Tuesday, June 27, 2006

Mailbag

It's always wonderful to receive letters. If you have any comments or questions, do not hesitate to write to averna@anthonyverna.com.

If the persona Mean Gene was created by Titan Sports or by Gene Okerlund while employed or to get employed by Titan Sports, I would think Titan Sports owns the mark, registered or not. Gene Okerlund's complaint against Hot Stuff Foods is then moot. Titan Sports would have the only valid complaint. And since Titan Sports declined to pursue registration of "Mean Gene", Hot Stuff Foods seems to be in the clear.

-Mark Hagenau (Derry, NH)

Mark, I can understand why you'd want to think this. What is tricky about trademarks, however, is that they live and die. Trademarks can also come back to life - you can think of it as resurrection or reincarnation. That is, a trademark can come back in the same exact form as it was. "MENE GENE" as a wrestling personality, involved in professional wrestling telecasts and appearances vs. "MENE GENE" in some other form. Of course, the other form relates back to the original - "MENE GENE" in the wrestling industry. Titan Sports may have dropped the application, but the ultimate lesson here is that the mark could come back in some form if Okerlund isn't a part of Titan Sports and the WWE and, therefore, Titan Sports no longer uses it. If Okerlund himself only uses it to sell himself, then the argument can easily be made that the mark, although not registered, belongs to him.

(On a side note, when a trademark is unregistered, it is referred to as a "common law" trademark. I'll use the proper terminology from now on, but wanted to introduce everyone to the concepts first.)

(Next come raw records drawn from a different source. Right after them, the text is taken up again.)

PR #18, opened 2023-01-05
Add documentation

thisac:
* Adds documentation to `dwave-gate`.
* Adds/updates module docstrings.


dwave/gate/mixedproperty.py
```diff
@@ -12,6 +12,11 @@
 #    See the License for the specific language governing permissions and
 #    limitations under the License.
 
+""":class:`mixedproperty` decorator.
```
randomir, line 15: I'm not sure we should promote this tiny utility function in the public docs. Alternatively, move the module to something like utils submod?

I like to treat **public docs as API boundary** -- what's not documented publicly it's considered internal. We are OK to break it without triggering a major release.

We never officially ratified this as our public policy, but we've been following it for the most part in Ocean.

dwave/gate/primitives.py
```diff
@@ -12,6 +12,10 @@
 #    See the License for the specific language governing permissions and
 #    limitations under the License.
 
+"""Primitive types used with quantum circuits.
+
+Contains primitive types such as qubits, bits and variables."""
```
randomir, line 17: nit: [`pep8`](https://peps.python.org/pep-0008/#documentation-strings) calls out (funnily enough) this as the most important bit on docstrings :laughing: :
> Note that most importantly, the """ that ends a multiline docstring should be on a line by itself

dwave/gate/mixedproperty.py
thisac: I agree with this sentiment. I'm actually not that fond of utils modules/files, and would actually prefer not to have a `utils.py` at all. Currently, it only contains a temporary patch for a Python-version restricted `cached_property` decorator.

I also agree with `mixedproperty` not necessarily having to be promoted as a public class, although I think I'm actually fine with that. Perhaps we can just have Sphinx ignore it and simply not render it instead?

dwave/gate/primitives.py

...[T]he economics are clear, namely, that big pharma can only develop new drugs like this, and give away drugs to third world nations, if it continues to milk the middle class of America for all it is worth.
....
But the purpose of anti-trust laws are to protect the consumers and smaller companies. Anti-trust laws keep big companies from controlling markets to the loss of consumers and smaller companies that would make the market more competitive. This is what Slate seems to be pointing to.
But Anthony, how do we protect stock values and markets and make drugs affordable?


-Brian Sipe (Philadelphia, PA - www.attorneysipe.com)

No letter from a fellow attorney is complete without a plug to his firm's website.

As you can read, this e-mail was much longer, but needed to be cut else this entry would be too long.

Part of what's missing in the Slate article referred to on Schering-Plough, the FTC, and the DOJ is the relationship between all intellectual property laws and and anti-trust laws like the Sherman Act. Intellectual property laws allow the owners to have a monopoly. It effectively carves out a monopoly on what is owned. A trademark allows the owner to use those words or that logo for that product in that industry. A copyright allows the owner to make that piece of art (usually) alone. A patent allows an inventor to make that invention alone. So this is the tug-of-war that is going on here. The monopoly is carved out and if someone else wants to make a generic version of a drug, then all the patents must be expired.